> [WHAT NEEDS TO BE DONE] Where the data below has the string "passphrase", return the whole line.

+ + + + +

PR #112, opened 2020-02-09
Ensure brick has a non-zero exit code on error

aspiers:
Always return non-zero exit code on error for consistency.  This ensures that if brick is called from within shell scripts / Makefiles etc., errors can be properly detected and handled.


graup:
@sunpuyo do you want to merge this for 2.2? We're going to make the release branch soon.

sunpuyo:
@graup Yes, this issue is completed and I merge this.

PR #114, opened 2020-02-10
[cli,rpc] add account import and export for keystore

graup:
- `account export` (breaking change) now returns keystore format by default
- `account export --wif` (new) returns legacy format
- `account import --keystore` (new) accepts keystore format for import
- `account import --if` (unchanged)

Also added the corresponding GRPC endpoints (https://github.com/aergoio/aergo-protobuf/pull/36):

- `ImportAccount`: `ImportFormat` has a new parameter `Keystore`. The endpoint selects the method based on existence of either the Wif or the Keystore parameter in the protobuffer msg.
- `ExportAccountKeystore` (new)
- `ExportAccount` (unchanged)


account/key/aergo_storage.go
```diff
@@ -88,29 +86,47 @@ func (ks *AergoStorage) Save(identity Identity, passphrase string, key *PrivateK
...
 	if nil != err {
 		return nil, types.ErrWrongAddressOrPassWord
 	}
-
-	// TODO: dispatch per keystore version
-	strategy := version2Strategy[encryptVersion]
-	privateKey, err := strategy.Decrypt(encrypted, passphrase)
+	privateKey, err := LoadKeystore(encrypted, passphrase)
 	if nil != err {
 		return nil, types.ErrWrongAddressOrPassWord
```
acktsap: Looks should return err.

acktsap:
Looks fine. But need to fix build failure

account/key/aergo_storage.go
graup: Agreed. Fixed 
2a95dc9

+ + + + +

> [COMPLETED TASK]
@@ -88,29 +86,47 @@ func (ks *AergoStorage) Save(identity Identity, passphrase string, key *PrivateK
-	privateKey, err := strategy.Decrypt(encrypted, passphrase)
+	privateKey, err := LoadKeystore(encrypted, passphrase)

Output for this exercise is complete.